Environment: Cloudera4.2, Hive, Pig, Sqoop, HBase, Tableau, Micro strategy, Shell Scripting, RedHat Linux.
Confidential
System Administrator
Responsibilities:
- Installing and maintaining the Linux servers
- Responsible for managing Redhat Linux Servers and Workstations.
- Create, modify, disable, delete UNIX user accounts and Email accounts as per FGI standard process.
- Installing local area networks (LANs), wide area networks (WANs), network segments, intranets, and also gave support.
- Quickly arrange repair for hardware in occasion of hardware failure.
- Patch management, Patch updates on quarterly basis.
- Setup securities for users and groups and firewall intrusion detection systems
- Add, delete and Modify UNIX groups using the standards processes and resetting user passwords, Lock/Unlock user accounts.

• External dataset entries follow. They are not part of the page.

PR #754, opened 2020-10-26
Add mode and stdev to aggregator options

jsvine:
Perhaps `mode` and `stdev` aren't options for a particular reason; if so, my apologies. But it seemed logical to me to add them to the aggregator options, especially since (a) they can be drawn from the Python standard library and require no dependencies, and (b) they're already defaults on the Describe Sheet.

Two additional notes / judgment calls:

- Running stdev on n=1 groupings produces the following `ValueError` (captured gracefully by the aggregator architecture): `variance requires at least two data points`. I'd understand if you wanted a different default behavior for that.

- I've slotted the new aggregators in the order that made the most sense for me (`mode` after `median`, and `stdev` before the quantiles) but totally understand if you prefer a different ordering.

Thanks, and thanks for all your work on VisiData!

### DIFF
--- a/visidata/aggregators.py
+++ b/visidata/aggregators.py
@@ -1,6 +1,7 @@
 import math
 import functools
 import collections
+from statistics import mode, stdev
 
 from visidata import Progress, Column
 from visidata import *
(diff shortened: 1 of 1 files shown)


saulpw (approved):
Sounds good to me.  Now that we have the fancy chooser, I'm game for adding any aggregators that only use Python stdlib.

@anjakefala Let's put together a checklist for what to do when adding an aggregator (like update the documentation, describe sheet, etc) and then we can do those things in this PR and merge all at once.

geekscrapy:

- Effective management of hosts, auto mount maps in NIS, DNS and Nagios.
- Monitoring System Metrics and logs for any problems.
- Security Management, providing/restricting login and Sudo access on business specific and Infrastructure servers & workstations.
- Running Crontab to back up data and troubleshooting Hardware/OS issues.
- Involved in Adding, removing, or updating user account information, resetting passwords etc.
- Maintaining the RDBMS server and Authentication to required users for databases
- Handling and debugging Escalations from L1 Team.
- Took Backup at regular intervals and planned with a good disaster recovery plan.
- Correspondence with Customer, to suggest changes and configuration for their servers.
- Maintained server, network, and support documentation including application diagrams.
Environment: Oracle, Shell, PL/SQL, DNS, TCP/IP, Apache Tomcat, HTML and UNIX/Linux.